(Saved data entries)
= Beginning of Section =

PR #20057, opened 2022-04-22
Denormalize Post.ChannelId on FileInfo.ChannelId

lieut-data:
#### Summary
Following in the footsteps of the recent work to denormalize `Posts.DeleteAt` onto `Threads.DeleteAt`, this change adds a new `ChannelId` column on `FileInfos` and keeps it up-to-date with the corresponding post, avoiding these crazy API times:

CleanShot 2022-04-21 at 21 15 53@2x

There's no immediate urgency to merging this, but I was annoyed enough by it during loadtests that I thought I'd just propose a fix. In addition to the materialized column, we add an index on `FileInfo(ChannelId, CreateAt)` to streamline the common queries.

#### Postgres (before FileInfo.ChannelId & Index)

Query
```
EXPLAIN ANALYZE SELECT COUNT(*) FROM FileInfo LEFT JOIN Posts as P ON FileInfo.PostId=P.Id LEFT JOIN Channels as C on C.Id=P.ChannelId WHERE FileInfo.DeleteAt = 0 AND C.Id = 'nd9kjtpint8nzcuxifhffpn8ie';
```

Query Plan
```
 Aggregate  (cost=108623.51..108623.52 rows=1 width=8) (actual time=287.536..287.536 rows=1 loops=1)
   ->  Nested Loop  (cost=2523.81..108618.36 rows=2063 width=0) (actual time=30.654..287.245 rows=2419 loops=1)
         ->  Index Only Scan using channels_pkey on channels c  (cost=0.42..2.64 rows=1 width=27) (actual time=0.017..0.020 rows=1 loops=1)
               Index Cond: (id = 'nd9kjtpint8nzcuxifhffpn8ie'::text)
               Heap Fetches: 1
         ->  Gather  (cost=2523.38..108595.08 rows=2063 width=27) (actual time=30.635..289.050 rows=2419 loops=1)
               Workers Planned: 2
               Workers Launched: 2
               ->  Nested Loop  (cost=1523.38..107388.78 rows=860 width=27) (actual time=26.804..281.697 rows=806 loops=3)
                     ->  Parallel Bitmap Heap Scan on posts p  (cost=1522.96..59901.72 rows=23774 width=54) (actual time=25.977..93.872 rows=21549 loops=3)
                           Recheck Cond: ((channelid)::text = 'nd9kjtpint8nzcuxifhffpn8ie'::text)
                           Heap Blocks: exact=15823
                           ->  Bitmap Index Scan on idx_posts_channel_id_delete_at_create_at  (cost=0.00..1508.69 rows=57058 width=0) (actual time=18.462..18.462 rows=64646 loops=1)
                                 Index Cond: ((channelid)::text = 'nd9kjtpint8nzcuxifhffpn8ie'::text)
                     ->  Index Scan using idx_fileinfo_postid_at on fileinfo  (cost=0.42..1.98 rows=2 width=26) (actual time=0.008..0.008 rows=0 loops=64646)
                           Index Cond: ((postid)::text = (p.id)::text)
                           Filter: (deleteat = 0)
                           Rows Removed by Filter: 0
 Planning Time: 0.543 ms
 Execution Time: 289.753 ms
(20 rows)
```

#### Postgres (after FileInfo.ChannelId & Index)
Query
```
EXPLAIN ANALYZE SELECT COUNT(*) FROM FileInfo WHERE FileInfo.DeleteAt = 0 AND FileInfo.ChannelId = 'nd9kjtpint8nzcuxifhffpn8ie';
```

Query plan
```
 Aggregate  (cost=3044.63..3044.64 rows=1 width=8) (actual time=3.411..3.412 rows=1 loops=1)
   ->  Bitmap Heap Scan on fileinfo  (cost=40.55..3037.75 rows=2751 width=0) (actual time=0.667..3.285 rows=2419 loops=1)
         Recheck Cond: ((channelid)::text = 'nd9kjtpint8nzcuxifhffpn8ie'::text)
         Filter: (deleteat = 0)
         Rows Removed by Filter: 11
         Heap Blocks: exact=2188
         ->  Bitmap Index Scan on idx_fileinfo_channelid  (cost=0.00..39.86 rows=2765 width=0) (actual time=0.412..0.412 rows=2430 loops=1)
               Index Cond: ((channelid)::text = 'nd9kjtpint8nzcuxifhffpn8ie'::text)
 Planning Time: 0.162 ms
 Execution Time: 3.446 ms
(10 rows)
```

#### Postgres (before FileInfo.ChannelId & Index)

Query
```
EXPLAIN ANALYZE SELECT FileInfo.*, Coalesce(P.ChannelId, '') AS ChannelId FROM FileInfo LEFT JOIN Posts as P ON FileInfo.PostId=P.Id LEFT JOIN Channels as C ON C.Id=P.ChannelId LEFT JOIN ChannelMembers as CM ON C.Id=CM.ChannelId WHERE (C.TeamId = 'pzky6ogznj8h5dmqfn1ypzfhwh' OR C.TeamId = '') AND FileInfo.DeleteAt = 0 AND C.Id = 'nd9kjtpint8nzcuxifhffpn8ie' ORDER BY FileInfo.CreateAt DESC LIMIT 100;
```

Query Plan
```
 Limit  (cost=1.96..11.26 rows=100 width=1247) (actual time=3202.456..3202.456 rows=0 loops=1)
   ->  Nested Loop  (cost=1.96..765806.03 rows=8237559 width=1247) (actual time=3202.455..3202.455 rows=0 loops=1)
         ->  Nested Loop  (cost=0.98..662544.07 rows=2063 width=1242) (actual time=80.180..3201.707 rows=2419 loops=1)
               ->  Index Scan Backward using idx_fileinfo_create_at on fileinfo  (cost=0.42..60831.23 rows=361888 width=1215) (actual time=0.026..269.783 rows=361767 loops=1)
                     Filter: (deleteat = 0)
                     Rows Removed by Filter: 1988
               ->  Index Scan using posts_pkey on posts p  (cost=0.56..1.66 rows=1 width=54) (actual time=0.008..0.008 rows=0 loops=361767)
                     Index Cond: ((id)::text = (fileinfo.postid)::text)
                     Filter: ((channelid)::text = 'nd9kjtpint8nzcuxifhffpn8ie'::text)
                     Rows Removed by Filter: 1
         ->  Materialize  (cost=0.98..302.45 rows=3993 width=27) (actual time=0.000..0.000 rows=0 loops=2419)
               ->  Nested Loop Left Join  (cost=0.98..282.49 rows=3993 width=27) (actual time=0.017..0.017 rows=0 loops=1)
                     Join Filter: ((c.id)::text = (cm.channelid)::text)
                     ->  Index Scan using channels_pkey on channels c  (cost=0.42..2.65 rows=1 width=27) (actual time=0.017..0.017 rows=0 loops=1)
                           Index Cond: ((id)::text = 'nd9kjtpint8nzcuxifhffpn8ie'::text)
                           Filter: ((teamid)::text = 'pzky6ogznj8h5dmqfn1ypzfhwh'::text)
                           Rows Removed by Filter: 1
                     ->  Index Only Scan using channelmembers_pkey on channelmembers cm  (cost=0.56..229.93 rows=3993 width=27) (never executed)
                           Index Cond: (channelid = 'nd9kjtpint8nzcuxifhffpn8ie'::text)
                           Heap Fetches: 0
 Planning Time: 0.693 ms
 Execution Time: 3202.509 ms
(22 rows)
```

#### Postgres (after FileInfo.ChannelId & Index)
Query
```
EXPLAIN ANALYZE SELECT FileInfo.* FROM FileInfo LEFT JOIN Channels as C ON C.Id=FileInfo.ChannelId LEFT JOIN ChannelMembers as CM ON C.Id=CM.ChannelId WHERE (C.TeamId = 'pzky6ogznj8h5dmqfn1ypzfhwh' OR C.TeamId = '') AND FileInfo.DeleteAt = 0 AND C.Id = 'nd9kjtpint8nzcuxifhffpn8ie' ORDER BY FileInfo.CreateAt DESC LIMIT 100;
```

Query Plan
```
 Limit  (cost=1.40..2.68 rows=100 width=1242) (actual time=2.807..2.807 rows=0 loops=1)
   ->  Nested Loop  (cost=1.40..140679.56 rows=10984743 width=1242) (actual time=2.806..2.807 rows=0 loops=1)
         ->  Index Scan Backward using idx_fileinfo_channelid_createat on fileinfo  (cost=0.42..3077.80 rows=2751 width=1242) (actual time=0.033..2.447 rows=2419 loops=1)
               Index Cond: ((channelid)::text = 'nd9kjtpint8nzcuxifhffpn8ie'::text)
               Filter: (deleteat = 0)
               Rows Removed by Filter: 11
         ->  Materialize  (cost=0.98..302.46 rows=3993 width=27) (actual time=0.000..0.000 rows=0 loops=2419)
               ->  Nested Loop Left Join  (cost=0.98..282.49 rows=3993 width=27) (actual time=0.014..0.015 rows=0 loops=1)
                     Join Filter: ((c.id)::text = (cm.channelid)::text)
                     ->  Index Scan using channels_pkey on channels c  (cost=0.42..2.65 rows=1 width=27) (actual time=0.014..0.014 rows=0 loops=1)
                           Index Cond: ((id)::text = 'nd9kjtpint8nzcuxifhffpn8ie'::text)
                           Filter: (((teamid)::text = 'pzky6ogznj8h5dmqfn1ypzfhwh'::text) OR ((teamid)::text = ''::text))
                           Rows Removed by Filter: 1
                     ->  Index Only Scan using channelmembers_pkey on channelmembers cm  (cost=0.56..229.93 rows=3993 width=27) (never executed)
                           Index Cond: (channelid = 'nd9kjtpint8nzcuxifhffpn8ie'::text)
                           Heap Fetches: 0
 Planning Time: 0.275 ms
 Execution Time: 2.847 ms
(18 rows)
```

#### Ticket Link
None.

#### Release Note
```release-note
Adds new column, FileInfo.ChannelId, materialized from the corresponding Posts.ChannelId column.
Add new index on FileInfo(ChannelId, CreateAt)
```


agnivade:
First off, great work on this Jesse!

Not to spoil the party here, but I am wondering if we are slightly over-optimizing to make our load-test results look better? I took  a look at our Community data and even after I take the top 10 queries just for ChannelStore, `ChannelStore.GetFileCount` comes at 7th.

And also filtering by FileStore data, the queries that are getting optimized here and not getting called at all.

Maybe this points to the fact that the load-tests themselves need to be re-tuned again.

lieut-data:
Thanks for thinking holistically about this, @agnivade!

> I am wondering if we are slightly over-optimizing to make our load-test results look better? 

This change is absolutely focussed on addressing loadtest issues. I note that this API is called with the same volume as `viewChannel` itself, but the performance characteristics definitely depend on the number of file attachments on the server. I have about 400k file attachments on my loadtesting cluster for around 12m posts. If we think that ratio is not representative of a large install, then our simulated events definitely need to be tuned.

> I took a look at our Community data and even after I take the top 10 queries just for ChannelStore, ChannelStore.GetFileCount comes at 7th.

To confirm, this is for time taken? Can you confirm the volume claim above (i.e. `len(viewChannel) == len(getChannelStats)`)?

> And also filtering by FileStore data, the queries that are getting optimized here and not getting called at all.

= End of Section =

# [Exercise brief]
Reproduce the records above exactly, from the first line through the line containing "#### Summary", and output nothing else.

# [Written answer]
PR #20057, opened 2022-04-22
Denormalize Post.ChannelId on FileInfo.ChannelId

lieut-data:
#### Summary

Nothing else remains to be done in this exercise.